### TASK TO CARRY OUT
Look through the records below for the line holding "tspenov: Added". Write it out exactly, with each following line through the line holding "Due to Liquibase".

### PROVIDED ENTRIES
PR #4061, opened 2024-01-19
Fix warnings. Fix getMostRecent

IvanIvanoff:
## Changes

- Fix warnings
- Fix ordering of recent entities

## Checklist:

### DIFF
--- a/lib/sanbase/entity/entity.ex
+++ b/lib/sanbase/entity/entity.ex
@@ -331,9 +331,17 @@ defmodule Sanbase.Entity do
           # In all cases the fields are the same except for insights. When
           # fetching user own insights, some of them might be drafts so they
           # won't have :published_at field and then :inserted_at shall be used.
-          Map.get(entity, creation_time_field) || Map.get(entity, creation_time_field_backup)
+          creation_time =
+            Map.get(entity, creation_time_field) || Map.get(entity, creation_time_field_backup)
+
+          creation_time_unix =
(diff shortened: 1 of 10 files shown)


lib/sanbase/entity/entity.ex
```diff
@@ -331,9 +331,17 @@ defmodule Sanbase.Entity do
...
-          Map.get(entity, creation_time_field) || Map.get(entity, creation_time_field_backup)
+          creation_time =
+            Map.get(entity, creation_time_field) || Map.get(entity, creation_time_field_backup)
+
+          creation_time_unix =
+            DateTime.from_naive!(creation_time, "Etc/UTC") |> DateTime.to_unix()
+
+          # Transform to unix timestamp so we can compare the tuples. Add the id as the secon
+          # element so in case of conflicts, we put the entity with higher id first (created later)
+          {creation_time_unix, Map.get(entity, :id)}
```
tspenov, line 342: is that correct ? Now returns tuple, before `Map.get(entity, creation_time_field) || Map.get(entity, creation_time_field_backup)`

IvanIvanoff: This does not return anything. This only controls how the list is sorted, the function argument `result` is what is actually returned.
This was breaking some tests where a few entities are inserted with the same timestamp. In such case we should also order them in descending order of their ID, as the creation timestamp is the same.

tspenov (approved):

PR #4062, opened 2024-01-22
Add pagination

tspenov:
## Changes

* Adding pagination to generic admin - both index and filter table
* Improve search functionality - you can search `field=part_of_field_value`

image
image

## Checklist:

### DIFF
--- a/lib/sanbase_web/controllers/generic_controller.ex
+++ b/lib/sanbase_web/controllers/generic_controller.ex
@@ -147,9 +147,11 @@ defmodule SanbaseWeb.GenericController do
     fetched_rows =
       case rows do
         nil ->
+          sort_field = sort_field(module)
+
           Repo.all(
             from(m in module,
-              order_by: [desc: m.id],
+              order_by: [desc: field(m, ^sort_field)],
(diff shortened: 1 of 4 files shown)


lib/sanbase_web/controllers/generic_controller.ex
```diff
@@ -108,13 +130,48 @@ defmodule SanbaseWeb.GenericController do
...
+      case rows do
+        nil ->
+          Repo.all(
+            from(m in module,
+              order_by: [desc: m.id],
+              preload: ^preloads,
+              limit: ^page_size,
+              offset: ^offset
+            )
+          )
```
IvanIvanoff, line 157: Not all tables have id, for example `UserFollower`.
I suggest you move this to a separate function, where you do something like this:
```elixir
fields = module.__schema__(:fields)

cond do
  :id in fields -> # ...
  :inserted_at in fields -> # ...
  true -> raise("Ecto Module #{module} does not have :id or :inserted_at fields"
  end
  ```

tspenov: Added

Issue #255, opened 2023-11-04
Liquibase loading fails when trying to execute sqlFiles relative to changset


mseaton:
Due to Liquibase upgrades, when using the existing Liquibase domain in OpenMRS versions 2.5+, relative files referenced in changesets are not able to be found.

This was fixed in core in https://issues.openmrs.org/browse/TRUNK-6077, and requires some changes that are specific to this version to work in OpenMRS 2.5+.  Specifically, liquibase files passed in need to be paths that are relative to the OpenMRS application data directory.

mseaton:
@mks-d / @ibacher / @Ruhanga / @rbuisson - see PR here:  https://github.com/mekomsolutions/openmrs-module-initializer/pull/256

mks-d:
Thanks a bunch @mseaton 💪 🙏

PR #256, opened 2023-11-04
[#255] Fixing 'liquibase' domain issues against Core 2.5.5+.

mseaton:
The genesis of this is trying to use the liquibase domain on an OpenMRS 2.5.x instance to load a liquibase file that contains "sqlFile" changesets which refer to sql files at a relative path, which fails due to an NPE.

This is something I had noticed a long time ago, and we worked around in our main PIH EMR distribution by a) patching core, and b) using a custom liquibase loader at startup.  You can [see that code here](https://github.com/PIH/openmrs-module-pihcore/blob/master/api/src/main/java/org/openmrs/module/pihcore/setup/LiquibaseSetup.java), which has been used successfully in that distribution for years.  This also addresses an issue that I brought up on [the core ticket](https://issues.openmrs.org/browse/TRUNK-6077) which provided the necessary fixes in 2.5.x and beyond, where we discovered an issue with the previous use of absolute file paths in the liquibase changelog.  Basically, the use of absolute paths made the changesets non-portable, so migrating (say) from `/home/tomcat7/.OpenMRS` to `/home/tomcat8/.OpenMRS` and then restarting your sever would result in all of the changes in the liquibase file getting re-executed, whether they already had been or not, since the change in file would be interpreted by liquibase as a totally new set of changesets.  This could have very bad consequences if, for example, there are data migration or data cleanup changesets that were intended to run only once and never again and don't have sufficient preconditions on them.

This PR aims to solve these issues for implementations that have reached OpenMRS 2.5 (although this will only work for OpenMRS 2.5.5+ due to where the core patch was installed).

@mks-d / @Ruhanga / @ibacher  / @rbuisson let me know what you think.


pom.xml
```diff
@@ -54,6 +55,7 @@
         <openmrsVersion2.2>2.2.0</openmrsVersion2.2>
         <openmrsVersion2.3>2.3.6</openmrsVersion2.3>
         <openmrsVersion2.4>2.4.0</openmrsVersion2.4>
+        <openmrsVersion2.5>2.5.6</openmrsVersion2.5>
```
ibacher, line 58: Is 2.5.6 required? If so, we should probably also update that in the `@OpenmrsProfile` for the `LiquibaseLoader` (in case we develop the need for other 2.5-minimum metadata functionality).

ibacher (approved):
This seems like a good idea to me!

pom.xml
mseaton: It's actually 2.5.5. I had changed to 2.5.6 while struggling to fix some failing unit tests, but wasn't actually related to this. I've changed it back to 2.5.5 and also updated the LiquibaseLoader version requirements to match at your recommendation

ibacher:
@mseaton So, I'm running into issues with this change. Specifically, the `relativeFilePath` doesn't seem to work at all. The code in the PIH EMR seems to work because [here](https://github.com/PIH/openmrs-module-pihcore/blob/4db4a0bbaf7e469b5b75bc11f8857ef2c0400694/api/src/main/java/org/openmrs/module/pihcore/setup/LiquibaseSetup.java#L28) you're still passing an absolute path, but [in this PR](https://github.com/mekomsolutions/openmrs-module-initializer/pull/256/files#diff-929a78fcf608e7869d67a826e33b94e350b55d216dc317872797c76a370f5458R40), we're only passing a relative path and this doesn't seem to work.

mseaton:
> because [here](https://github.com/PIH/openmrs-module-pihcore/blob/4db4a0bbaf7e469b5b75bc11f8857ef2c0400694/api/src/main/java/org/openmrs/module/pihcore/setup/LiquibaseSetup.java#L28) you're still passing an absolute path

That isn't an absolute path @ibacher .  It's a path relative to the application data directory, specifically "configuration/pih/liquibase/xxx.xml"

ibacher:
@mseaton Yeah, I discovered a different bug in core that needs fixing.

Issue #257, opened 2023-12-06
Concepts domain to support updating concept datatypes to numeric.


Ruhanga:
Currently it is not possible to update concepts that are worthy updating to the `Numeric` datatype. Say for example, changing existing `Text` to `Numeric`.

With this Issue resolved, it should be possible to convert concepts such as are of the `Text` datatype to `Numeric` datatype.

Related to [HSC-190](https://mekomsolutions.atlassian.net/browse/HSC-190)

[HSC-190]: https://mekomsolutions.atlassian.net/browse/HSC-190?atlOrigin=eyJpIjoiNWRkNTljNzYxNjVmNDY3MDlhMDU5Y2ZhYzA5YTRkZjUiLCJwIjoiZ2l0aHViLWNvbS1KU1cifQ

mks-d:
@Ruhanga can this issue be closed?

Ruhanga:
Yes @mks-d. Closing it.

PR #258, opened 2023-12-07
[#257] Provision to allow overriding concepts' datatype to 'Numeric'.

Ruhanga:
Issue: #257


Ruhanga:
I agree especially if the concept was already in use by some Obs. There are those cases however where concepts can have their datatypes changed. We have [this check here](https://github.com/openmrs/openmrs-core/blob/31e9446301cc7e7d1d6a835f3d4eba0de9943b56/api/src/main/java/org/openmrs/api/impl/ConceptServiceImpl.java#L123) that enforces validity to change a concept's datatype.

mseaton (approved):
This looks right to me.  Good catch

mks-d (approved):
Approving based on others' approvals :-)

### ANSWER BOX
tspenov: Added

Issue #255, opened 2023-11-04
Liquibase loading fails when trying to execute sqlFiles relative to changset


mseaton:
Due to Liquibase upgrades, when using the existing Liquibase domain in OpenMRS versions 2.5+, relative files referenced in changesets are not able to be found.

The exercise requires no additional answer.